"Adik ipar, salam kenal. Saya Bayuaji Ekadanta. Kita akan sering bertemu di rumah peket ayahanda."
Rumah peket adalah rumah dinas yang diberikan pada para pejabat.
Rumah itu besar, namun tidak mampu menampung banyaknya jumlah keluarga Candraaji Ekadanta, ayah Candra Ekadanta dan ayah Bayuaji Ekadanta.
Aji memiliki seorang istri sah, beberapa selir, dan banyak gundik —yang dia beli dari pelelangan.
Dari mereka, hampir semuanya memiliki satu putri. Kecuali istri sahnya yang memiliki dua orang putra dan satu selirnya memiliki seorang putra.
Istri, para selir, dan para gundik Candraaji tidak memiliki rasa permusuhan. Mereka bahkan bersatu dan sama-sama satu suara tidak mau pindah, kecuali bila semua orang ikut pindah.
Tuti Ekadanta, istri Candraaji Ekadanta, yang notabene paling berhak tinggal di rumah peket, merupakan yang mengusulkan hal itu.
Dia tidak mau sebagian perempuan merasakan cinta dan kasih Aji, sedang yang lain tidak dan merasakan kesepian.
Mereka tinggal di rumah kepala keluarga, menunggu dan menyambut sang suami bersama-sama.
Baru setelah para gadis menikah dan posisi kepala keluarga dipegang Candra, Candraaji atau Aji membawa istri dan selir-selirnya ke rumah peket, menemani dirinya di hari tua dan pekerjaan yang terus bertambah.
"Salam kenal, kakak ipar. Saya Udelia, hanya seorang rakyat jelata."
"Jangan merendah seperti itu. Sekarang Anda sudah menjadi nyonya besar keluarga Ekadanta. Anda adalah kebanggaan Ekadanta. Kalau ada kesulitan bicarakan saja dengan saya."
"Terima kasih, kakak ipar. Mari." Udelia mengangkat gelasnya, bersulang teh hangat dengan kakak ipar yang baru ditemuinya. Saat upacara kemarin, dia hanya melihat sang kakak ipar dari kejauhan.

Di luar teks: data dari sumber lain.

PR #2544, opened 2022-06-03
Correctly set types of ApiFailedChecks members as optional

### LINKED ISSUE #2543: Warnings don't show up in the Translate View
When trying to approve this suggestion, nothing happens:
https://pontoon.mozilla.org/sl/mozillaorg/all-resources/?string=244396

Backend properly returns a warning, but the frontend is unable to process it.

Changes are unrelated to 835934b72368a5b71665369c5dfa94d0c4af9705.

/cc @eemeli

eemeli:
Fixes #2543, which was failing due to not validating that the API response matches the declared TS type; that lead to code making invalid assumptions, and failing to display the proceed-anyway dialog.

It wasn't only failing for approvals, but also submissions of messages with warnings.

Sorry, this one was my fault.

### DIFF
--- a/translate/src/api/translation.ts
+++ b/translate/src/api/translation.ts
@@ -6,11 +6,11 @@ import type { SourceType } from './machinery';
 export type ChangeOperation = 'approve' | 'unapprove' | 'reject' | 'unreject';
 
 export type ApiFailedChecks = {
-  readonly clErrors: string[];
-  readonly pErrors: string[];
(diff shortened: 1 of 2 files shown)


mathjazz (approved):
Thanks for the fix!

It seems like we could benefit from a bit better test coverage here to avoid similar situations in the future.

eemeli:
Agreed in general, but adding tests for TS types is difficult.

PR #2546, opened 2022-06-09
Allow reading configuration from the repository

### LINKED ISSUE #2545: Reading configuration toml file from the repository
I have a private GitLab repository and trying to setup Pontoon for localization. I have added needed SSH keys and sync is working. 

I'm trying to add a project configuration file now as I need to configure `[[paths]]`.

Problem that I'm facing is that Pontoon only allows using toml config file when repository permalink is set. I cannot do that for a private repository.

Is it possible to make Pontoon read config file from the repository itself?

Demivan:
Fixes #2545

I have no idea how to write tests for this as I'm not a Python developer :slightly_smiling_face:


mathjazz:
Thanks for the patch @Demivan!

Sorry for the delat in a review. We're on work week this week. We'll have a look ASAP.

Demivan:
@eemeli @mathjazz Sorry for pinging. Is there anything I need to improve to have this merged?

Demivan:
@eemeli @mathjazz Sorry for pinging. Is there anything I need to improve to have this merged?

mathjazz:
Putting this on my TODO. Sorry it's taking so long.

Demivan:
Thanks. I have updated branch with latest fix from master

Demivan:
@mathjazz Sorry for a ping, any chance this getting merged?

mathjazz:
Hi @Demivan!

I am very sorry for how long it took to take a look at your patch. There really are no excuses for this.

The code looks good (a unit test would be nice 😊). I also tested the patch with our projects that use l10n.toml file and didn't spot any issues.

Downloading files will not work for projects that don't set "Download prefix or path to TOML file". Are you OK with that? We should fix that, too, or at least file an issue.

Demivan:
@mathjazz Thanks for reviewing the pull request.

> Downloading files will not work for projects that don't set "Download prefix or path to TOML file"

All my projects have TOML configuration file, so this is not an issue for me personally. But that is a much bigger change and depends on how Pontoon wants to handle repositories without the config. Probably some kind of default configuration can be generated in that case.

mathjazz:
To clarify - the `Repositoy.permalink_prefix` field, which shows up as "Download prefix or path to TOML file" in the Project Admin, must be set for downloads to work. 

My understanding was that your projects are in private repos, so with this patch applied, you would leave that field empty in and take the TOML file directly from the repository. Is that not the case?

Demivan:
Yes. I leave "Download prefix or path to TOML file" field empty but I set "Configuration file (optional)" and Pontoon now reads config and strings directly from the repository.

mathjazz:
Right. And the "Download Translations" option (available from the profile menu in the translate view) doesn't work (i.e. you get an error page)?

Demivan:
Yes, it fails. But I have never actually used it :)

Looks like support for reading everything from the repository needs even more changes than I thought. But this fix is enough for me.
I don't know why Pontoon does not read from the repository by default. And I think it would be a good idea to support this use case properly at some point.

mathjazz (approved):
OK, just wanted to confirm that. :)

Downloading translation files from Pontoon is essentially a hack, because we don't have persistent storage on our instance and hence cannot rely on the repository clone to be accessible.

I filed an issue to track implementation of Download translations support for projects like yours:
https://github.com/mozilla/pontoon/issues/2755

Thanks you for the patch and sorry once again it took forever to land it.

Udelia merasa beruntung. Keluarga Ekadanta tidak pernah memaksakan kehendak. Udelia yang tidak suka sebagian minuman dan makanan, para mertuanya tidak memiliki masalah.
Udelia adalah perempuan yang memperhatikan budaya dan adat. Dia tidak meninggalkan semua itu, ketika Candra abai dan malas melakukan semuanya.
Hanya beberapa makanan dan minuman, para wanita Aji tidak mempermasalahkannya bila sang menantu tidak ingin mengkonsumsinya.
Mereka justru bersyukur, Candra yang jarang terlihat dalam upacara-upacara adat, mulai menampakkan diri dengan rayuan Udelia.
Pria itu begitu penurut pada Udelia. Hanya bermodalkan pinta di kertas, Candra mengikuti serangkaian siraman pengantin yang semula dia tolak mentah-mentah.
"Silakan jika ada yang ingin ditanyakan," ucap Udelia membuka suara. Sebenarnya dia sedikit risih ditatap menelisik oleh kakak iparnya.
Bayu menyelidik Udelia. Wajah yang dikatakan mampu mematik perang, ternyata biasa-biasa saja. Udelia tidak cantik, seperti kebanyakan bangsawan yang biasa dilihat Bayu.
Bahkan wanita itu tidak peduli dengan penampilannya yang pucat. Tidak nampak satu pun riasan di wajah dan tubuh itu. Udelia menemui Bayu hanya berbalutkan kain mewah milik Ekadanta.
Namun wajah polos Udelia sangat teduh. Tanpa senyuman pun, adik iparnya itu seperti tidak memiliki emosi yang kotor.
Jiwanya nampak sesuci air.
Rasa jernih dan mensucikan ini, seperti ketika dia berhadapan dengan kakak sulungnya, Ekata Ekadanta, murid Petapa Agung yang setiap saat menebar berkat.
"Apakah harimau itu milikmu?" tanya Bayu pada akhirnya. Dia mencurigai identitas adik iparnya.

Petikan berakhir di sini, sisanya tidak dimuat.